The Natural Language Processing / Information Extraction Program (NLP/IE)
The Natural Language Processing / Information Extraction (NLP/IE) Program (PIs: Genevieve Melton-Meaux, MD, MA and Serguei Pakhomov, PhD) at the University of Minnesota Institute for Health Informatics is a team of investigators, postdoctoral researchers, programmers, and students who work together on natural language processing (NLP) for a variety of clinical and biomedical tasks. We use NLP/IE to process, extract, and encode information from unstructured biomedical and clinical texts, including clinical texts from the electronic health record. These techniques are then leveraged to support the invention of new healthcare and research applications and the investigation of healthcare interventions.

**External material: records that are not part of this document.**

PR #3086, opened 2025-04-17
rfc: move decode_revert to contract adapter crate

sveitser:
Fix `just fmt` after crates re-org.

I attempted to also rework `contract_send` but it got messy when I added another generic to it. We use that function almost never so we can think about maybe doing things a bit different instead.


contracts/rust/adapter/Cargo.toml
```diff
@@ -5,6 +5,10 @@ version = { workspace = true }
 authors = { workspace = true }
 edition = { workspace = true }
 
+# Contract bindings docs fail to compile
+[lib]
+doctest = false
```
alxiong, line 10: Can't we add module level instruction? Guarded at bindings module only?

alxiong (approved):
Do you know the reason for CI failure?

contracts/rust/adapter/Cargo.toml
sveitser: I tried 

```
#[cfg(not(doctest))]
#[allow(dead_code)]
pub(crate) mod bindings;
``` 
but that just fails compile with doctests. Since we don't have any doctests in this crate, what's wrong with disabling it?

alxiong: nothing wrong. i thought it would work. it's fine.

PR #3089, opened 2025-04-17
Source-local message deduplication

rob-maron:
Previously, the cache just deduplicated messages as long as we had seen them recently. This came with the side effect of potentially ignoring transactions we had recently seen.

## This PR:

This PR Updates the message deduplication logic to only deduplicate between the two sources (primary and secondary, CDN and Libp2p). 

Basically, now we will only ignore a message if we had recently seen it on one network and we are now seeing it on the other. If we get the same message from the CDN or Libp2p twice, it will go through. But if we see it once on the CDN, and once on Libp2p, the second will be ignored.


rob-maron:
> I'm missing context as to why we dropped the number of cache entries from 200k to 5k, but otherwise this seems pretty straightforward

Thanks Phil!

The change there was because instead of being a general message cache, it is now supposed to only deduplicate between the two networks. So I would expect if we were to see the same message on both networks that they are not more than 5,000 apart

PR #3090, opened 2025-04-17
simple builder: keep block header input in state

sveitser:
This fixes the flaky query_service: availability::test::test_api

Not sure if it will break other things. Let's see what CI says.


ss-es (approved):

imabdulbasit (approved):
Thanks for debugging this

PR #3092, opened 2025-04-18
post deploy verification checks and contract verification

### LINKED ISSUE #3064: Verify inputs to deployment scripts
Verify that the contract inputs to deployments are valid.

- LightClient inputs (PlonkVerifier)
- LightClientV2 inputs (PlonkVerifier, PlonkVerifierV2)

alysiahuggins:
Closes #3064 

### This PR:
- Implements post-deployment verification checks for various contracts in `deployer.rs`
- Ensures that contracts that require contracts as inputs, have that contract address verified e.g. light client needs the PlonkVerifier address

### This PR does not:
- verify any specific details about the PlonkVerifier contract as the constants are internal and the verification functions require actual proofs

### Key places to review:
- post deployment verification checks
- especially check the staketable deployment verifications - it expects that the token will be deployed before the staketable is deployed

### How to test this PR:  
`cargo test -p sequencer-utils -- deployer`


alxiong (commented):
Changes in this PR is a little different from what I expect. These asserts are sort of already covered by existing unit tests in `deployer.rs` (those constant setting are already checked) 

Put it another way, i don't there's any possibility for anyone to run our `deployer.rs`'s function and wrongly upgrade LightClientV2 to a wrong PlonkVerifierV2 address. 
This is because deploying PV2 and immediately use its address to upgrade light client is bundled together inside the `deployer.rs::upgrade_light_client_v2()` whose correctness is tested in unit tests. 



I thought what we miss is, which causes our limbo in testnet attempt, is we try to use forge script to upgrade. 
So i was expecting to have a function (in whatever language, rust or forge script or bash via `cast`) that I can run in a command line to test whether a certain address is the proper `PlonkVeriferV2.sol`, and we will inject this checking step inside the flow of upgrading light client manual.

utils/src/deployer.rs
```diff
@@ -316,6 +318,22 @@ pub async fn deploy_light_client_proxy(
             .await?;
     }
 
+    // post deploy verification checks
+    assert_eq!(lc_proxy.getVersion().call().await?.majorVersion, 1);
+    assert_eq!(lc_proxy.owner().call().await?._0, admin);
+    assert_eq!(
+        lc_proxy.permissionedProver().call().await?._0,
+        prover.unwrap()
+    );
```
alxiong, line 327: should only check inside `if let Some(prover)` block

utils/src/deployer.rs
```diff
@@ -596,6 +672,19 @@ pub async fn is_proxy_contract(provider: impl Provider, addr: Address) -> Result
     Ok(impl_address != Address::default())
 }
 
+pub async fn verify_contract_address(provider: impl Provider, address: Address) -> Result<bool> {
```
alxiong, line 675: rename to `is_contract()`? 
(we probably will use `verify_contract_address()` for CREATE2 consistency check.)

utils/src/deployer.rs
alysiahuggins: good call, updated here https://github.com/EspressoSystems/espresso-network/commit/6fc2d192bd2dd2c8fa15f2fc926bf9c484988ea0

utils/src/deployer.rs
alysiahuggins: https://github.com/EspressoSystems/espresso-network/commit/6fc2d192bd2dd2c8fa15f2fc926bf9c484988ea0

alxiong (approved):

alxiong:
```
deploy-sequencer-contracts-1   | 2025-04-23T16:19:25.435532Z  INFO sequencer_utils::deployer: deployed ESPRESSO_SEQUENCER_STAKE_TABLE_ADDRESS at 0xed1db453c3156ff3155a97ad217b3087d5dc5f6e
deploy-sequencer-contracts-1   | 
deploy-sequencer-contracts-1   | thread 'main' panicked at /home/runner/actions-runner/_work/espresso-network/espresso-network/utils/src/deployer.rs:568:5:
deploy-sequencer-contracts-1   | assertion failed: is_contract(&provider, light_client_addr).await?
```

@alysiahuggins this is the key failure log

it seems that when we try to `deploy_stake_table_proxy(,..,light_client_addr)`, the light client address is wrong.

utils/src/deployer.rs
```diff
@@ -503,6 +564,10 @@ pub async fn deploy_stake_table_proxy(
         .await?;
     let stake_table = StakeTable::new(stake_table_addr, &provider);
 
+    // verify light client and token addresses are contracts
+    assert!(is_contract(&provider, light_client_addr).await?);
```
alxiong, line 568: chatted with @sveitser, the design of orchestrator and the question of "should we load init stake table from a static config file" is still open for discussion. 

for now, stop-gap fix is just remove this check, add a TODO that follows https://github.com/EspressoSystems/espresso-network/issues/3163 
@alysiahuggins

PR #3095, opened 2025-04-19
Fix upgrade

ss-es:


hotshot-task-impls/src/upgrade.rs
```diff
@@ -304,8 +309,10 @@ impl<TYPES: NodeType, V: Versions> UpgradeTaskState<TYPES, V> {
                         epoch_from_block_number(self.epoch_start_block, self.epoch_height);
                     let last_proposal_epoch =
                         epoch_from_block_number(last_proposal_block, self.epoch_height);
-                    let upgrade_finish_epoch =
-                        epoch_from_block_number(new_version_first_view + 10, self.epoch_height);
+                    let upgrade_finish_epoch = epoch_from_block_number(
+                        last_proposal_block + (new_version_first_view - last_proposal_view) + 10,
```
bfish713, line 313: isn't this basically `last_proposal_block + TYPES::UPGRADE_CONSTANTS.finish_offset + 10`

I'm trying to describe what this code is checking and this should be, the block the upgrade finishes on should be in the same epoch it started.  so we basically need current block + how many views it'll take from now to apply + buffer

ss-es: conceptually it's almost the same thing as what you just said, except that I think `last_proposal_block + finish_offset + 10` could be earlier than `new_version_first_view`

ss-es: the way I think of this is just (block height of last proposal) + (the maximum number of blocks we could possibly produce by `new_version_first_view`)

hotshot-task-impls/src/upgrade.rs
```diff
@@ -160,6 +160,46 @@ impl<TYPES: NodeType, V: Versions> UpgradeTaskState<TYPES, V> {
                     proposal.data.view_number()
                 );
 
+                let epoch_upgrade_checks = if V::Upgrade::VERSION == V::Epochs::VERSION {
```
bfish713, line 163: Just to confirm this is and should be a copy of the same checks on the proposal side.  Looks the same to me but just wanted a double check

PR #3104, opened 2025-04-22
Periodically update stake table events persistence

imabdulbasit:
This PR:
- spawns a background update loop for updating the stake table events persistence
- takes env `ESPRESSO_SEQUENCER_L1_STAKE_TABLE_UPDATE_INTERVAL` for update interval. Default is 1 hour
- at every interval, it updates the stake table events in persistence


sveitser:
> Default is 2minutes

I think this means 30 * 24 * 5 = 3600 calls per day, which seems a bit wasteful. For local networks we probably want this to be smaller but for public testnets maybe 1 hour is okay?

types/src/v0/impls/stake_table.rs
```diff
@@ -335,32 +337,145 @@ pub struct EpochCommittees {
...
+                state_lock.last_finalized
+            };
+
+            let Some(finalized_block) = new_finalized else {
+                sleep(l1_retry).await;
+                continue;
+            };
+
+             // Only fetch updates if the finalized block has advanced enough.
+            if finalized_block - last_synced_block >= max_range {
```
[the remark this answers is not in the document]
imabdulbasit: The idea was to avoid wasting rpc calls by making multiple requests for a range that can be fetched with a single rpc call

imabdulbasit:
> > Default is 2minutes
> 
> I think this means 30 * 24 * 5 = 3600 calls per day, which seems a bit wasteful. For local networks we probably want this to be smaller but for public testnets maybe 1 hour is okay?

We don't make rpc call every 2m because of this condition `if finalized_block - last_synced_block >= max_range `

types/src/v0/impls/stake_table.rs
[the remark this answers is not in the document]
imabdulbasit: https://github.com/EspressoSystems/espresso-network/pull/3104/commits/758d1c306ec8bd0a95410b7743196a6ec74c9c2f

types/src/v0/impls/stake_table.rs
```diff
@@ -372,23 +460,22 @@ impl StakeTableFetcher {
...
+                .collect(),
+            _ => contract_events,
         };
 
         // There are no duplicates because the RPC returns all events,
         // which are stored directly in persistence as is.
         // However, this step is taken as a precaution.
         // The vector is already sorted above, so this should be fast.
-        events.dedup_by_key(|(k, _)| (k.0, k.1));
+        events.dedup();
```
sveitser, line 478: I think we said we want to emit a warning log here if we had duplicates?

types/src/v0/v0_1/l1.rs
```diff
@@ -151,6 +151,17 @@ pub struct L1ClientOptions {
     /// Typically this would be a WebSockets endpoint while the main provider uses HTTP.
     #[clap(long, env = "ESPRESSO_SEQUENCER_L1_WS_PROVIDER", value_delimiter = ',')]
     pub l1_ws_provider: Option<Vec<Url>>,
+    
+    /// Interval at which the background update loop polls the L1 stake table contract for new events
+    /// and updates local persistence.
+    ///
+    #[clap(
+        long,
+        env = "ESPRESSO_SEQUENCER_L1_STAKE_TABLE_UPDATE_INTERVAL",
```
sveitser, line 160: As discussed, let's set `1m` in `.env`.

types/src/v0/impls/stake_table.rs
```diff
@@ -475,7 +475,12 @@ impl StakeTableFetcher {
         // which are stored directly in persistence as is.
         // However, this step is taken as a precaution.
         // The vector is already sorted above, so this should be fast.
+        let len_before_dedup = events.len();
         events.dedup();
+        let len_after_dedup = events.len();
+        if len_before_dedup != len_after_dedup {
+            tracing::warn!("Duplicate events found and removed. This should not normally happen.")
```
sveitser, line 482: Argh it's annoying we don't get the duplicate events returned. It would be so hard to debug this just with the log message.

PR #3105, opened 2025-04-22
Add support for legacy (pre-epoch) events in hotshot-event-service

pls148:
Closes #<ISSUE_NUMBER>

### Key places to review:

---
  - https://app.asana.com/0/0/1210003190971094

### DIFF
--- a/crates/hotshot/types/src/event.rs
+++ b/crates/hotshot/types/src/event.rs
@@ -8,12 +8,13 @@
 
 use std::sync::Arc;
 
+use hotshot_utils::anytrace::*;
 use serde::{Deserialize, Serialize};
 
 use crate::{
     data::{
-        DaProposal, DaProposal2, Leaf, Leaf2, QuorumProposal, QuorumProposalWrapper,
-        UpgradeProposal, VidDisperseShare,
+        vid_disperse::ADVZDisperseShare, DaProposal, DaProposal2, Leaf, Leaf2, QuorumProposal,
+        QuorumProposalWrapper, UpgradeProposal, VidDisperseShare,
     },
     error::HotShotError,
     message::{convert_proposal, Proposal},
@@ -37,11 +38,11 @@ pub struct Event<TYPES: NodeType> {
 }
 
 impl<TYPES: NodeType> Event<TYPES> {
-    pub fn to_legacy(self) -> LegacyEvent<TYPES> {
-        LegacyEvent {
+    pub fn to_legacy(self) -> anyhow::Result<LegacyEvent<TYPES>> {
+        Ok(LegacyEvent {
             view_number: self.view_number,
-            event: self.event.to_legacy(),
-        }
+            event: self.event.to_legacy()?,
+        })
     }
 }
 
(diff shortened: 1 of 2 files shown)


builder/src/non_permissioned.rs
```diff
@@ -310,7 +310,7 @@ mod test {
         events_service_client.connect(None).await;
 
         let subscribed_events = events_service_client
-            .socket("hotshot-events/events")
+            .socket("hotshot-events/v1/events")
```
imabdulbasit, line 313: v1 is the version which you get when the api is definied. If you don't hardcode this version, then the client would automatically redirect to the latest version. In this case, I think it would redirect to `v1/hotshot-events/events`

imabdulbasit (changes requested):

crates/hotshot/types/src/event.rs
```diff
@@ -64,11 +88,59 @@ impl<TYPES: NodeType> LeafInfo<TYPES> {
...
+    /// Decided leaf.
+    pub leaf: Leaf<TYPES>,
+    /// Validated state.
+    pub state: Arc<<TYPES as NodeType>::ValidatedState>,
+    /// Optional application-specific state delta.
+    pub delta: Option<Arc<<<TYPES as NodeType>::ValidatedState as ValidatedState<TYPES>>::Delta>>,
+    /// Optional VID share data.
+    pub vid_share: Option<VidDisperseShare<TYPES>>,
+    /// Optional light client state update certificate.
+    pub state_cert: Option<LightClientStateUpdateCertificate<TYPES>>,
```
imabdulbasit, line 116: can you double check this? AFAIR state_cert wasn't there in legacy type

crates/hotshot/types/src/event.rs
```diff
@@ -64,11 +88,59 @@ impl<TYPES: NodeType> LeafInfo<TYPES> {
...
+#[serde(bound(deserialize = "TYPES: NodeType"))]
+pub struct LegacyLeafInfo<TYPES: NodeType> {
+    /// Decided leaf.
+    pub leaf: Leaf<TYPES>,
+    /// Validated state.
+    pub state: Arc<<TYPES as NodeType>::ValidatedState>,
+    /// Optional application-specific state delta.
+    pub delta: Option<Arc<<<TYPES as NodeType>::ValidatedState as ValidatedState<TYPES>>::Delta>>,
+    /// Optional VID share data.
+    pub vid_share: Option<VidDisperseShare<TYPES>>,
```
imabdulbasit, line 114: VidDisperseShare is now an enum.  This should be `ADVZDisperseShare`

marketplace-builder/src/builder.rs
```diff
@@ -0,0 +1,799 @@
+use std::{arch::global_asm, collections::HashSet, num::NonZeroUsize, sync::Arc, time::Duration};
```
imabdulbasit, line 1: this crate has also been removed

imabdulbasit (approved):

PR #3106, opened 2025-04-23
test for duplicate events from contract

imabdulbasit:
adds a test to check that contract does not return any duplicate events

### DIFF
--- a/sequencer/src/api.rs
+++ b/sequencer/src/api.rs
@@ -3264,6 +3264,9 @@ mod test {
 
     #[tokio::test(flavor = "multi_thread")]
     async fn test_stake_table_duplicate_events_from_contract() -> anyhow::Result<()> {
+        // TODO(abdul): This test currently uses TestNetwork only for contract deployment and for L1 block number.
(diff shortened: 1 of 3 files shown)


sequencer/src/api.rs
```diff
@@ -3259,4 +3261,122 @@ mod test {
...
+            if header.height() == 0 {
+                continue;
+            }
+            let l1_block = header.l1_finalized().expect("l1 block not found");
+
+            let events = StakeTableFetcher::fetch_events_from_contract(
+                l1_client.clone(),
+                stake_table,
+                None,
+                l1_block.number(),
```
sveitser, line 3349: Does this test only use the l1 block number from the the test network? Is it worth spinning up a test network then?

imabdulbasit: I can copy some code from `pos_deploy_routine()` to remove this test network

sveitser: Let's avoid copying that code again.

sveitser (approved):

PR #3109, opened 2025-04-23
skip reward header dependencies for first two epochs in state reconstruction

imabdulbasit:
- Only get reward header dependencies for third epoch onwards
- wait for catchup request to finish


jbearer (approved):

sequencer/src/api/sql.rs
```diff
@@ -648,15 +667,31 @@ async fn reward_header_dependencies(
             continue;
         }
 
-        let epoch = epoch_from_block_number(height, epoch_height);
+        let first_epoch = first_epoch.context("first epoch not found")?;
+
+        let epoch = EpochNumber::new(epoch_from_block_number(height, epoch_height));
```
sveitser, line 672: nit: `proposal_epoch`

Just because we have two `epoch` values we are comparing, both should have different names than just "epoch".

sveitser (approved):

PR #3121, opened 2025-04-24
add reference tests for NsProof

sveitser:
Draft: data doesn't look quite right to me yet.


types/src/reference_tests.rs
```diff
@@ -77,6 +84,68 @@ async fn reference_payload() -> Payload {
...
+    let payload = reference_payload().await;
+    let ns_index = payload
+        .ns_table()
+        .find_ns_id(&(REFERENCE_NAMESPACE_ID.into()))
+        .unwrap();
+    let enc = payload.encode();
+    let mut scheme = advz_scheme(10);
+    let disperse = VidScheme::disperse(&mut scheme, &enc).unwrap();
+
+    let ns_proof = NsProof::new(&payload, &ns_index, &VidCommon::V0(disperse.common)).unwrap();
```
mrain, line 97: we may directly use `ADVZNsProof::new()` here, so you don't have to unwrap down below.

mrain (approved):
LGTM with one minor comment

types/src/reference_tests.rs
sveitser: https://github.com/EspressoSystems/espresso-network/pull/3121/commits/748073b1e1bf8bb31d1103be21621086319d77f7

PR #3634, opened 2025-10-01
load da_committee from genesis file

pls148:
### This PR:

* Adds support for genesis -> da_committees
* Parsing of da_committees
* EpochCommittees now holds da_committees as data instead of known_da_nodes

### This PR does not:

* Actually do anything with the new data

### Key places to review:

Example da_committees in data/genesis/X.toml: 

```
[da_committees]
0.3 = {
    0 = [
        { stake_table_key = "BLS_VER_KEY~bQszS-QKYvUij2g20VqS8asttGSb95NrTu2PUj0uMh1CBUxNy1FqyPDjZqB29M7ZbjWqj79QkEOWkpga84AmDYUeTuWmy-0P1AdKHD3ehc-dKvei78BDj5USwXPJiDUlCxvYs_9rWYhagaq-5_LXENr78xel17spftNd5MA1Mw5U", state_ver_key = "SCHNORR_VER_KEY~lJqDaVZyM0hWP2Br52IX5FeE-dCAIC-dPX7bL5-qUx-vjbunwe-ENOeZxj6FuOyvDCFzoGeP7yZ0fM995qF-CRE", stake = 1 }
    ]
}
```

### DIFF
--- a/sequencer/src/genesis.rs
+++ b/sequencer/src/genesis.rs
@@ -9,7 +9,7 @@ use espresso_types::{
     v0_3::ChainConfig, FeeAccount, FeeAmount, GenesisHeader, L1BlockInfo, L1Client, SeqTypes,
     Timestamp, Upgrade,
 };
-use hotshot_types::{traits::node_implementation::NodeType, version_ser, VersionedDaCommittee};
+use hotshot_types::{version_ser, VersionedDaCommittee};
 use serde::{Deserialize, Serialize};
 use vbs::version::Version;
 


crates/hotshot/types/src/lib.rs
```diff
@@ -266,4 +270,26 @@ impl<TYPES: NodeType> HotShotConfig<TYPES> {
...
+    pub fn build_da_committees(&self) -> BTreeMap<TYPES::Epoch, Vec<PeerConfig<TYPES>>> {
+        if self.da_committees.is_empty() {
+            tracing::warn!(
+                "da_committees is not set, falling back to known_da_nodes, which is deprecated."
+            );
+
+            [(TYPES::Epoch::new(0), self.known_da_nodes.clone())].into()
+        } else {
+            if !self.known_da_nodes.is_empty() {
+                tracing::warn!(
```
ss-es: I think this could be an error

or arguably even a panic -- I think it might be preferable to call this a misconfiguration and immediately panic vs. try to resolve the ambiguity

types/src/v0/impls/stake_table.rs
```diff
@@ -1689,11 +1689,18 @@ impl EpochCommittees {
...
         fixed_block_reward: Option<RewardAmount>,
         fetcher: Fetcher,
         epoch_height: u64,
     ) -> Self {
+        // TODO: Store da_committees in EpochCommittees. Currently we just pull da_members back out, but we
+        // will need to figure out how to integrate da_committees into EpochCommittee and the like.
+        let da_members = da_committees
+            .get(&Epoch::new(0))
+            .cloned()
+            .unwrap_or_default(); // For testing reasons, we want to support being given an empty map
```
ss-es: `or_default` means return an empty vec here right? I think it would be better to panic, since an empty DA committee is always a (fatal) error

sequencer/src/genesis.rs
```diff
@@ -67,6 +110,8 @@ pub struct Genesis {
     #[serde(rename = "upgrade", with = "upgrade_ser")]
     #[serde(default)]
     pub upgrades: BTreeMap<Version, Upgrade>,
+    #[serde(default)]
+    pub da_committees: Option<BTreeMap<TomlKeyU64, Vec<PeerConfigData>>>,
```
ss-es: A `BTreeMap` can be null right? do we need to make this an `Option`?

ss-es: also is there a reason it needs to be in both `HotShotConfig` and `Genesis`?

do we use it out of `HotShotConfig` anywhere? (I think it's fine to leave it in both even if we only use it out of genesis, just wondering)

types/src/v0/config.rs
```diff
@@ -55,6 +56,8 @@ pub struct PublicHotShotConfig {
     num_nodes_with_stake: NonZeroUsize,
     known_nodes_with_stake: Vec<PeerConfig<SeqTypes>>,
     known_da_nodes: Vec<PeerConfig<SeqTypes>>,
+    #[serde(default)]
+    da_committees: BTreeMap<Version, BTreeMap<u64, Vec<PeerConfig<SeqTypes>>>>,
```
ss-es: I think the inner `BTreeMap` is unnecessary -- this should just be a `BTreeMap<Version, (u64, PeerConfig<SeqTypes>)>`

maybe @bfish713 can comment, but I think it's unlikely that we'd schedule an upgrade with multiple DA committees that take effect at different points in the future? and it definitely complicates the logic

sequencer/src/genesis.rs
```diff
@@ -44,6 +45,21 @@ pub enum L1Finalized {
...
+}
+
+#[derive(Clone, Debug, Deserialize, Serialize)]
+pub struct VersionedDaCommittee {
+    #[serde(with = "version_ser")]
+    pub start_version: Version,
+    pub start_epoch: u64,
+    pub committee: Vec<PeerConfigData>,
+}
+
```
ss-es: I feel like this should be imported from `hotshot-types` instead of re-defined

sequencer/src/lib.rs
```diff
@@ -390,6 +391,28 @@ where
...
+                        stake_table_entry: StakeTableEntry {
+                            stake_key: pcd.stake_table_key,
+                            stake_amount: U256::from(pcd.stake),
+                        },
+                        state_ver_key: pcd.state_ver_key.clone(),
+                    })
+                    .collect(),
+            })
+            .collect();
+    }
```
ss-es, line 396: I'm not sure I see the reason for any of this -- can't we just use the same type? can't this entire block just be `network_config.config.da_committees = da_committees`

crates/hotshot/types/src/lib.rs
```diff
@@ -266,4 +277,11 @@ impl<TYPES: NodeType> HotShotConfig<TYPES> {
     pub fn hotshot_stake_table(&self) -> HSStakeTable<TYPES> {
         self.known_nodes_with_stake.clone().into()
     }
+
+    pub fn build_da_committees(&self) -> Vec<PeerConfig<TYPES>> {
+        // TODO: THIS IS A TEMPORARY FIX WITH THE WRONG RETURN TYPE.
+        // It's done so that we can start using this function and have the existing behavior
+        // (use known_da_nodes) while we transition to using da_committees.
+        self.known_da_nodes.clone()
+    }
```
ss-es, line 313: I don't think this function is necessary. We can keep the base `da_stake_table` (or whatever `Membership` currently stores) separate from the `epoch_da_committees` that apply at specific epochs, as we do for the full quorum stake table anyway

sequencer/src/lib.rs
```diff
@@ -529,7 +552,7 @@ where
     // Create the HotShot membership
     let mut membership = EpochCommittees::new_stake(
         network_config.config.known_nodes_with_stake.clone(),
-        network_config.config.known_da_nodes.clone(),
+        network_config.config.build_da_committees(),
```
ss-es: I think this can (should) remain unchanged

sequencer/src/genesis.rs
```diff
@@ -44,6 +45,13 @@ pub enum L1Finalized {
     Timestamp { timestamp: Timestamp },
 }
 
+#[derive(Clone, Debug, Deserialize, Serialize)]
+pub struct PeerConfigData {
+    pub stake_table_key: <SeqTypes as NodeType>::SignatureKey,
+    pub state_ver_key: <SeqTypes as NodeType>::StateSignatureKey,
+    pub stake: u64,
+}
+
```
ss-es: is this struct now unused? if so we should delete it

PR #3635, opened 2025-10-02
Build Blocks on Proposal Received if it's Before View Change

bfish713:
### This PR:

This changes the transactions task to start getting a block as soon as we get the prior proposal.  Ususally we won't update the view until we vote on the prior proposal, or form a QC.  This could be 500ms or more after receiving the proposal so it's just wasted time.   We have all the information we need to get a block from the builder as soon as the prior proposal is received

### DIFF
--- a/crates/hotshot/testing/tests/test_da_committees.rs
+++ b/crates/hotshot/testing/tests/test_da_committees.rs
@@ -37,7 +37,7 @@ cross_tests!(
             ..TestDescription::default()
         };
 
-        let node_configs = vec![
+        let node_configs = [
             ValidatorConfig::generated_from_seed_indexed(
                 [0u8; 32],
                 0,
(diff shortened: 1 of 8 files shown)


crates/hotshot/task-impls/src/transactions.rs
```diff
@@ -366,7 +360,50 @@ impl<TYPES: NodeType, V: Versions> TransactionTaskState<TYPES, V> {
...
+                }
+
+                let vid = proposal.data.block_header().payload_commitment();
+                let block_height = proposal.data.block_header().block_number();
+                if is_epoch_transition(block_height, self.epoch_height) {
+                    return Ok(());
+                }
+                if is_last_block(block_height, self.epoch_height) {
+                    return Ok(());
+                }
```
lukaszrzasik: nit: I think this is unnecessary as `is_last_block` is already covered by `is_epoch_transition`.

PR #3636, opened 2025-10-02
Add second QC to decide event

jbearer:
This is necessary to convince an untrusting listener (such as the new light client) that the leaf chain in the event is in fact decided

https://app.asana.com/1/1208976916964769/project/1210128724229719/task/1211510079577349?focus=true


crates/hotshot/testing/src/consistency_task.rs
```diff
@@ -399,6 +406,23 @@ impl<TYPES: NodeType<BlockHeader = TestBlockHeader>, V: Versions> TestTaskState
...
+                },
+                None => {
+                    // Only the genesis decide is special in that it doesn't have a 2-chain of QCs
+                    // extending the last decided leaf.
+                    ensure!(
+                        view_number == TYPES::View::genesis(),
+                        "expected 2nd deciding QC for non-genesis decide"
+                    );
+                },
+            }
```
jbearer: Is there a better place in the test framework to hook in this new consistency check?

crates/hotshot/task-impls/src/helpers.rs
```diff
@@ -339,8 +339,8 @@ pub struct LeafChainTraversalOutcome<TYPES: NodeType> {
     /// The new decided view obtained from a 3 chain starting from the proposal's parent.
     pub new_decided_view_number: Option<TYPES::View>,
 
-    /// The qc for the decided chain.
-    pub new_decide_qc: Option<QuorumCertificate2<TYPES>>,
+    /// The 2-chain of qcs causing the chain to be decided.
+    pub new_decide_qcs: Option<[QuorumCertificate2<TYPES>; 2]>,
```
ss-es: nit: could we make this a tuple or a struct? or just separate fields for the different qc's

crates/hotshot/testing/src/consistency_task.rs
ss-es: I think this is fine -- it's a bit weird because the consistency task really validates the aggregated leaf chain, but I don't see the harm in doing this

crates/hotshot/task-impls/src/helpers.rs
```diff
@@ -563,6 +566,7 @@ pub async fn decide_from_proposal<TYPES: NodeType, I: NodeImplementation<TYPES>>
 
     let mut last_view_number_visited = view_number;
     let mut current_chain_length = 0usize;
+    let mut prev_qc = proposal.justify_qc().clone();
```
bfish713: This function is using the old decide rule from original Hotshot so it requires and additional QC.  It might be best to leave this as is, or increase the number of QCs in the Decide event

crates/hotshot/types/src/event.rs
```diff
@@ -202,6 +202,11 @@ pub enum EventType<TYPES: NodeType> {
         /// Note that the QC for each additional leaf in the chain can be obtained from the leaf
         /// before it using
         qc: Arc<QuorumCertificate2<TYPES>>,
```
ss-es: I wonder if we could rename this e.g. `committing_qc` and `finalizing_qc` for clarity (here and in `LeafChainTraversalOutcome`)

jbearer: I renamed `qc2` to `deciding_qc` but kept `qc` for backwards compatibility. Do you think it's alright to change that one too?

jbearer: Done in [d8f1f7a](https://github.com/EspressoSystems/espresso-network/pull/3636/commits/d8f1f7aedc3658754a7e1507bbac564eb7105cdb)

Current active areas of NLP/IE research for our group include redundancy detection in clinical texts; biomedical semantic similarity and relatedness measures; acronym, abbreviation, and symbol disambiguation; semantic role labeling; automated monitoring of adverse drug events; language use patterns in patients with neurological diseases, tools for interoperability and integration of NLP systems, and specialized modules for different types of clinical texts. In addition, our group is developing an open-source biomedical and clinical UIMA-based NLP/IE pipeline application, BioMedICUS (BioMedical Information Collection and Understanding System), tailored for clinical and translational researchers. We have several NLP/IE resources related to our projects publicly available for other researchers.